» WHAT YOU NEED TO DO
Could you give the records below again exactly as they stand?

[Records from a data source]
####################
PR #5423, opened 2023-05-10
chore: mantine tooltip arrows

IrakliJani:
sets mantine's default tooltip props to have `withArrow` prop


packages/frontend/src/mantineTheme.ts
####################
» SOLUTION BELOW
PR #5423, opened 2023-05-10
chore: mantine tooltip arrows

IrakliJani:
sets mantine's default tooltip props to have `withArrow` prop


packages/frontend/src/mantineTheme.ts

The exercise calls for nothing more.